And that's not all. According to some research I did, there was more bad news from 536:
- Roman leaders Kentavious Caldwell-Pope and Sindarius Thornwell took power, increasing hostility between government factions and instituted a surprising tariff on imported porridge and gruel while demanding a wall be built to separate Rome from the rest of the world. (Editor's note: This is wrong.
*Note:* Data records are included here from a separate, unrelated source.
PR #6157, opened 2025-05-13
Remove DataDog from Orcid and PDC Discovery

bess:
Ref https://github.com/pulibrary/pdc_discovery/issues/800
Ref https://github.com/pulibrary/orcid_princeton/issues/460


kayiwa (approved):
OK! Thanks @bess

PR #6160, opened 2025-05-13
Francis' work to allow Solr8 and Solr9

acozine:
I reorganized the branch. @kayiwa did the actual work.

Supersedes #5896. 

This PR cleans up our Solr Cloud role, makes it easier to understand, and supports backups for Solr9 as well as Solr8.

Related to #5740

PR #6163, opened 2025-05-14
I5740 solr backup separate

kayiwa:
create a new solr9cloud role. As currently done this https://github.com/pulibrary/princeton_ansible/pull/6160 will not be able to run on solr8 without breaking them. 

we have successful backups on solr8 and solr9 

https://github.com/pulibrary/pul_solr/pull/472


.github/workflows/molecule_tests.yml
```diff
@@ -83,6 +83,7 @@ jobs:
           - sidekiq_worker
           - sneakers_worker
           # - solrcloud
```
tpendragon, line 85: Not testing solr8 anymore?

roles/solr9cloud/tasks/main.yml
```diff
@@ -0,0 +1,265 @@
...
+# Create required directories
+- name: Solrcloud | Create Solr directories
+  ansible.builtin.file:
+    path: "{{ item }}"
+    state: directory
+    mode: "0755"
+    owner: "{{ solr_user }}"
+    group: "{{ solr_group }}"
+  loop:
+    - "{{ solr_data_home }}"         # /solr
```
tpendragon, line 50: Is there a strength to these being configurable? Can we just hardcode those?

roles/solr9cloud/tasks/main.yml
```diff
@@ -0,0 +1,265 @@
...
+  ansible.builtin.include_tasks: backup_mounts.yml
+
+- name: Solrcloud | Check if Solr is already installed
+  ansible.builtin.stat:
+    path: "{{ solr_versioned_dir }}/README.txt"
+  register: solr_install_check
+  tags: [download, install]
+
+# Download SolrCloud package
+- name: Solrcloud | Download SolrCloud archive
```
tpendragon, line 79: I wonder if we can extract this to another file? Like `install.yml`

roles/solr9cloud/tasks/main.yml
```diff
@@ -0,0 +1,265 @@
...
+
+# Configure SolrCloud environment with idempotence check
+- name: Solrcloud | Check if init script exists
+  ansible.builtin.stat:
+    path: /etc/default/solr.in.sh
+  register: init_file_check
+  tags: [configure]
+
+# Configure SolrCloud environment
+- name: Solrcloud | Configure SolrCloud init script
```
tpendragon, line 177: Maybe extract this stuff to a `configure.yml`?

roles/solr9cloud/tasks/service.yml
```diff
@@ -0,0 +1,99 @@
...
+  tags: [service]
+
+# If the service file doesn't exist, create it
+- name: Solrcloud | Create initial Solr systemd service file
+  ansible.builtin.template:
+    src: solr.service.j2
+    dest: /etc/systemd/system/solr.service
+    mode: "0644"
+  notify: Reload systemd and restart solr
+  when: not service_file_check.stat.exists
```
tpendragon, line 16: Question: Why are these checks necessary? Isn't `template` already idempotent?

roles/solr9cloud/templates/solr.in.sh.j2
```diff
@@ -0,0 +1,39 @@
+# roles/solrcloud/templates/solr.in.sh.j2
+{{ ansible_managed | comment }}
+# Local customizations for Solr
+
+# Memory settings
```
tpendragon, line 5: I wonder if we can just hardcode a bunch of these? Do we have significant differences for these variables in our cluster?

tpendragon (approved):

.github/workflows/molecule_tests.yml
kayiwa: we never have. :-(

PR #6171, opened 2025-05-15
Make Checkmk vars scalable

acozine:
Originally our CheckMK architecture incorporated cloud resources in our `staging` and `production` sites. We now have CheckMK sites running in the cloud specifically for cloud infrastructure. This meant that the checkMK automation could not re-use our `runtime_env` variable the way we re-use it elsewhere.

This PR:

- adds files to `group_vars/checkmk` for AWS and GCP
- updates the `staging`, `shared` and `production` group vars files for values that are no longer shared
- updates the vault file to include credentials for the AWS and GCP sites
- updates the playbook to load vars files based on a new variable called `checkmk_service`
- fixes a typo in inventory that was making `prds-dataspace-staging-endpoint1` unreachable


acozine:
Note: this branch will not work fully in Tower - the changes to inventory need to be merged to main and imported into Tower before the Tower jobs will pick up all the variables set in inventory.

aruiz1789 (approved):

PR #6176, opened 2025-05-16
Use OpenJpeg for Cantaloupe.

tpendragon:
We're getting rid of Cantaloupe soon, and so switching this out during
the migration will mean we don't have to pay the Kakadu license.


kayiwa (approved):
OK! Thanks @tpendragon

PR #6178, opened 2025-05-19
Add reservoir staging machines to inventory

Beck-Davis:
Add reservoir-staging{1,2}.lib.princeton.edu to princeton_ansible inventory

Closes #6173

PR #6179, opened 2025-05-19
Correct FQDN for reservoir-staging VM

Beck-Davis:
Corrects the FQDN for reservoir-staging{1,2} vms added with #6178


VickieKarasic (approved):
Thank you @Beck-Davis  :)

Issue #6084, opened 2025-04-24
[CheckMK] Migrate to production infrastructure


acozine:
Follows up on #5725.

Now that our distributed CheckMK architecture in the staging vSphere environment is working well, we should migrate to the production environment.

## Acceptance Criteria
- [ ] We create `pulmonitor-prod1` and pulmonitor-prod2` VMs in the production vSphere with the same resources as the `pulmonitor-staging1/2` VMs
- [ ] We build CheckMK on those VMs to match the current staging architecture and versions - `prod1` will host the `/production` site and the main integrated view; `prod2` will host the `/staging` site
- [ ] We create `pulmonitor.princeton.edu` as the production URL (DNS, certs, nginxplus config)
- [ ] We integrate all CheckMK sites (/staging, /forrestal, /newsouth, AWS, GCP) into the main site
- [ ] We back up the content of the staging VMs and restore to the production VMs
- [ ] We tidy up any leftover artifacts (DNS for `pulcheck*`, the old `pulmonitor` VM, firewall rules, nginxplus config, etc.)

acozine:
Related to (and blocked by) #6083

PR #6196, opened 2025-05-27
[checkmk] not have production and staging paths

kayiwa:
add new server block for staging and production with location additions on the TLS server blocks

related #6084


acozine:
Per today's discussion, the added `-service` is necessary because we still have upstreams for `pulmonitor-staging` and `pulmonitor-production` defined in the checkmk staging configuration for nginxplus.

acozine (approved):

Issue #6199, opened 2025-05-29
Rotate all Configured Alma API Keys


kevinreiss:
### What maintenance needs to be done?
In order to comply with the Alma Internal Audit Recommendations we need to rotate all Alma API Keys in use by PUL applications at least once a year. 

### Level of urgency
- [ ] High
- [x] Moderate
- [ ] Low

### Relevant deadlines
- [ ] Audit Compliance Deadline Date 06/27/2025

### Why is this maintenance needed?
- We need to comply with audit recommendations.
 
### Acceptance criteria
 - [x] Orangelight staging key rotated
 - [x] Orangelight production key rotated
 - [x] Bibdata staging key rotated
 - [x] Bibdata production key rotated
 - [x] Lib-jobs staging key rotated
 - [x] Lib-jobs production key rotated
 - [x] Abid staging key rotated
 - [x] Abid production key rotated

### Notes
Follow this [procedure](https://pul-confluence.atlassian.net/wiki/spaces/ALMA/pages/149979159/Alma+API+Key+Management).

kevinreiss:
@mzelesky I believe all these have been now rotated and deployed live. Thanks @sandbergja, @regineheberlein, and @christinach.

PR #6203, opened 2025-05-30
Rotate alma staging api key

sandbergja:
This PR removes an old Alma API Key named "Blacklight Sandbox View", which was used in lib-jobs staging and bibdata staging.
It replaces it with two new keys (one for lib-jobs staging, a separate key for bibdata staging) [according to this procedure](https://pul-confluence.atlassian.net/wiki/spaces/ALMA/pages/149979159/Alma+API+Key+Management).

Part of #6199


christinach (approved):
Thanks @mzelesky and @sandbergja !

PR #222, opened 2015-12-28
HAWQ-286. Queued resource requests are not adjusted along with the ch…

jiny2:
With this fix, queued requests are adjusted when cluster size changed.


huor:
The fix looks good. +1

linwen:
Looks good.

PR #223, opened 2015-12-29
HAWQ-219. Rebuild gp_persistent_relation_node when rebuilding persistent tables

liming01:
Fixed bug:  Built-in function gp_persistent_build_all doesn't reshape gp_persistent_relation_node table. No need to add info for heap tables.


jianlirong:
+1, LGTM.

huor:
The fix looks good. +1

PR #224, opened 2015-12-29
HAWQ-287. Control whether to pass data locality prefer list to resour…

zhangh43:
…ce manager.
to achieve workload balance we need to control whether to pass data locality prefer list to resource manager.


jianlirong:
+1, LGTM.

ztao1987:
+1

PR #226, opened 2015-12-29
HAWQ-288. Support hawqfaultinjector as an internal utility for fault injection purpose - client side

huor:
@radarwave , @linwen , please review.


radarwave:
LGTM.
It's great to have a new hawqarray, we can enable more and more functions in hawqarray in the future..

linwen:
looks good.

PR #227, opened 2015-12-29
HAWQ-291. Make resource queue default 256mb as virtual segment resour…

jiny2:
increase default virtual segment resource quota from 128MB to 256MB.


yaoj2:
Looks good

PR #228, opened 2015-12-30
HAWQ-292. Remove debugging information in base.py due to introduction of hawqfaultinjector

huor:


jiny2:
+1 The change is ok to me.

Kentavious Caldwell-Pope and Sindarious Thornwell are current NBA players.)
- Verona Raiders owner Marcelius Davis announced his gladiator team would move to Las Vegas, leaving residents of the Roman province of the Ostrogoth Kingdom holding the bag.
- The internet was down for the entire year, making it impossible to stream Netflix and post Instagram pictures.
- Your ancient ancestor died of old age at 35, leaving his wife, children, grandchildren and great-grandchildren to mourn (however, he did, by the standards of the day, live a good, long life).
One thousand, four hundred and eighty-three years after that year, there are lessons to be learned.
Things aren't as bad as they seem.
Getting a cold is nothing like catching the plague.
There's a huge difference between a bad meal at a restaurant and starving to death.
And most importantly: Keep an eye on those Icelandic volcanoes. We don't want a repeat of 536!
We'd all die if the internet went down for a year. Talk about a plague!